§ Your task: Print the entries below in their entirety, exactly as they are written.

** Exercise material follows **

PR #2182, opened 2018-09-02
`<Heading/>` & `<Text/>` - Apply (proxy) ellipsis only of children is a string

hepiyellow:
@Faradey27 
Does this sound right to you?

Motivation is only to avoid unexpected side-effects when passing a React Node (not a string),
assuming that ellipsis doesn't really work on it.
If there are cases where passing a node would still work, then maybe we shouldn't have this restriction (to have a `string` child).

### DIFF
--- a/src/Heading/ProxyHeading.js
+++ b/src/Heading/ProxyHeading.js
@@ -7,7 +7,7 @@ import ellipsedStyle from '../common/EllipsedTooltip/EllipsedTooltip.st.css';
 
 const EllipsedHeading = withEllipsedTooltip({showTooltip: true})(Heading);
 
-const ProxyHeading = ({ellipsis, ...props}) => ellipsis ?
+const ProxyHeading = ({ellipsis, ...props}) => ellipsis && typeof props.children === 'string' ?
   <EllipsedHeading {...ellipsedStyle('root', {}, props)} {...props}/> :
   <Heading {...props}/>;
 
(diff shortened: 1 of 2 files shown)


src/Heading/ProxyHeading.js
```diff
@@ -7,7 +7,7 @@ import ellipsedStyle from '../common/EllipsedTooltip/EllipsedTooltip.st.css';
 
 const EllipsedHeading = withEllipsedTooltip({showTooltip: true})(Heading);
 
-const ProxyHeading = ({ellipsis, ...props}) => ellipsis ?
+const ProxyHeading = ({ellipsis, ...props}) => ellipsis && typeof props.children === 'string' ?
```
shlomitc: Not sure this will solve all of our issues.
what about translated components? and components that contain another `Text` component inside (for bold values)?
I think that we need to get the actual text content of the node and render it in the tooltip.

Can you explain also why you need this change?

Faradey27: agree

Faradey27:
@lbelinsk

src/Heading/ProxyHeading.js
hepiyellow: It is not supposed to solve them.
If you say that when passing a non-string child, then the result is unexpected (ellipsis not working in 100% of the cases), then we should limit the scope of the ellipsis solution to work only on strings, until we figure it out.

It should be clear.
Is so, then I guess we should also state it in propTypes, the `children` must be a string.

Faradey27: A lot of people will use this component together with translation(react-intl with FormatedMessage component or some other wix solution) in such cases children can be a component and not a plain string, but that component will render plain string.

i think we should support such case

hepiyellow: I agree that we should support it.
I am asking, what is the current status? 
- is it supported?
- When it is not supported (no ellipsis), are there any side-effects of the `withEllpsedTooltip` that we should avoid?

** End of Exercise material **

§ Solved exercise:
PR #2182, opened 2018-09-02
`<Heading/>` & `<Text/>` - Apply (proxy) ellipsis only of children is a string

hepiyellow:
@Faradey27 
Does this sound right to you?

Motivation is only to avoid unexpected side-effects when passing a React Node (not a string),
assuming that ellipsis doesn't really work on it.
If there are cases where passing a node would still work, then maybe we shouldn't have this restriction (to have a `string` child).

### DIFF
--- a/src/Heading/ProxyHeading.js
+++ b/src/Heading/ProxyHeading.js
@@ -7,7 +7,7 @@ import ellipsedStyle from '../common/EllipsedTooltip/EllipsedTooltip.st.css';
 
 const EllipsedHeading = withEllipsedTooltip({showTooltip: true})(Heading);
 
-const ProxyHeading = ({ellipsis, ...props}) => ellipsis ?
+const ProxyHeading = ({ellipsis, ...props}) => ellipsis && typeof props.children === 'string' ?
   <EllipsedHeading {...ellipsedStyle('root', {}, props)} {...props}/> :
   <Heading {...props}/>;
 
(diff shortened: 1 of 2 files shown)


src/Heading/ProxyHeading.js
```diff
@@ -7,7 +7,7 @@ import ellipsedStyle from '../common/EllipsedTooltip/EllipsedTooltip.st.css';
 
 const EllipsedHeading = withEllipsedTooltip({showTooltip: true})(Heading);
 
-const ProxyHeading = ({ellipsis, ...props}) => ellipsis ?
+const ProxyHeading = ({ellipsis, ...props}) => ellipsis && typeof props.children === 'string' ?
```
shlomitc: Not sure this will solve all of our issues.
what about translated components? and components that contain another `Text` component inside (for bold values)?
I think that we need to get the actual text content of the node and render it in the tooltip.

Can you explain also why you need this change?

Faradey27: agree

Faradey27:
@lbelinsk

src/Heading/ProxyHeading.js
hepiyellow: It is not supposed to solve them.
If you say that when passing a non-string child, then the result is unexpected (ellipsis not working in 100% of the cases), then we should limit the scope of the ellipsis solution to work only on strings, until we figure it out.

It should be clear.
Is so, then I guess we should also state it in propTypes, the `children` must be a string.

Faradey27: A lot of people will use this component together with translation(react-intl with FormatedMessage component or some other wix solution) in such cases children can be a component and not a plain string, but that component will render plain string.

i think we should support such case

hepiyellow: I agree that we should support it.
I am asking, what is the current status? 
- is it supported?
- When it is not supported (no ellipsis), are there any side-effects of the `withEllpsedTooltip` that we should avoid?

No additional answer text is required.